__Material provided__:
□ □ □ □
PR #226, opened 2018-01-30
Clear Linux support

cmarcelo:
Add support to creating Clear Linux images.

### DIFF
--- a/mkosi
+++ b/mkosi
@@ -1569,7 +1569,7 @@ def install_boot_loader_debian(args, workspace):
 def install_boot_loader_opensuse(args, workspace):
     install_boot_loader_debian(args, workspace)
 
-def install_boot_loader(args, workspace, cached):
+def install_boot_loader(args, workspace, loopdev, cached):
     if not args.bootable:
         return
 
@@ -3182,7 +3182,7 @@ def build_image(args, workspace, run_build_script, for_cache=False):
                     cached = reuse_cache_tree(args, workspace.name, run_build_script, for_cache, cached)
                     install_skeleton_trees(args, workspace.name, for_cache)
                     install_distribution(args, workspace.name, run_build_script, cached)
-                    install_boot_loader(args, workspace.name, cached)
+                    install_boot_loader(args, workspace.name, loopdev, cached)
 
                     install_extra_trees(args, workspace.name, for_cache)
                     install_build_src(args, workspace.name, run_build_script, for_cache)
--- a/mkosi
+++ b/mkosi
@@ -1482,7 +1482,10 @@ def reset_machine_id(args, workspace, run_build_script, for_cache):
 
     with complete_step('Resetting machine ID'):
         machine_id = os.path.join(workspace, 'root', 'etc/machine-id')
-        os.unlink(machine_id)
+        try:
+            os.unlink(machine_id)
+        except FileNotFoundError:
+            pass
         open(machine_id, "w+b").close()
         dbus_machine_id = os.path.join(workspace, 'root', 'var/lib/dbus/machine-id')
         try:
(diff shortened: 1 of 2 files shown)


lucasdemarchi:
LGTM. @poettering, do you want to take a look?

mkosi
```diff
@@ -982,6 +983,70 @@ def invoke_dnf(args, workspace, repositories, base_packages, boot_packages, conf
...
+        packages += ['kernel-native']
+
+    # Since swupd-extract program is usually installed with "go get",
+    # try to find it in some other locations besides PATH.
+    swupd_extract = None
+    sudo_user = os.getenv("SUDO_USER")
+    if sudo_user:
+        sudo_user_program = os.path.expanduser("~{}/go/bin/swupd-extract".format(sudo_user))
+        if os.path.exists(sudo_user_program):
+            swupd_extract = sudo_user_program
```
poettering: uh, oh, this sudo stuff here is … wild …

are we sure we want this bit? That just appears too magic to me...

mkosi
```diff
@@ -982,6 +983,70 @@ def invoke_dnf(args, workspace, repositories, base_packages, boot_packages, conf
...
+    if swupd_extract is None:
+        user_program = os.path.expanduser("~/go/bin/swupd-extract")
```
poettering: is that path in any way standardized? can't clearlinux just install this stuff like a normal binary like everybody else?

lucasdemarchi: The problem is actually installing on other distros so I can generate a Clear image from my Fedora host. The path is standard for go programs.

mkosi
lucasdemarchi: The path is standard for go programs. I find it pretty convenient for not having to edit PATH for a single go program I have on my machine. Maybe move this to a `def find_go_program()`?

poettering: hmpf, i find automatism that reach across user identity boundaries like this a bit too magic and dangerous for my tastes... Can't we find a different solution for this? Maybe add a new setting to mkosi.default that basically alters the search paths we use for all our tools? think:

```
ExtraSearchPath=$HOME/go/bin:$SUDO_HOME/go/bin
```

That way, you could make things work for your case automatically, but we wouldn't have to hardcode this into the normal logic. And it would be generically useful, and could cover all other external tools we need.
□ □ □ □
__Aim of the exercise__:
Look through the entries above and list every line containing "like".

__Solved exercise__:
poettering: is that path in any way standardized? can't clearlinux just install this stuff like a normal binary like everybody else?
poettering: hmpf, i find automatism that reach across user identity boundaries like this a bit too magic and dangerous for my tastes... Can't we find a different solution for this? Maybe add a new setting to mkosi.default that basically alters the search paths we use for all our tools? think:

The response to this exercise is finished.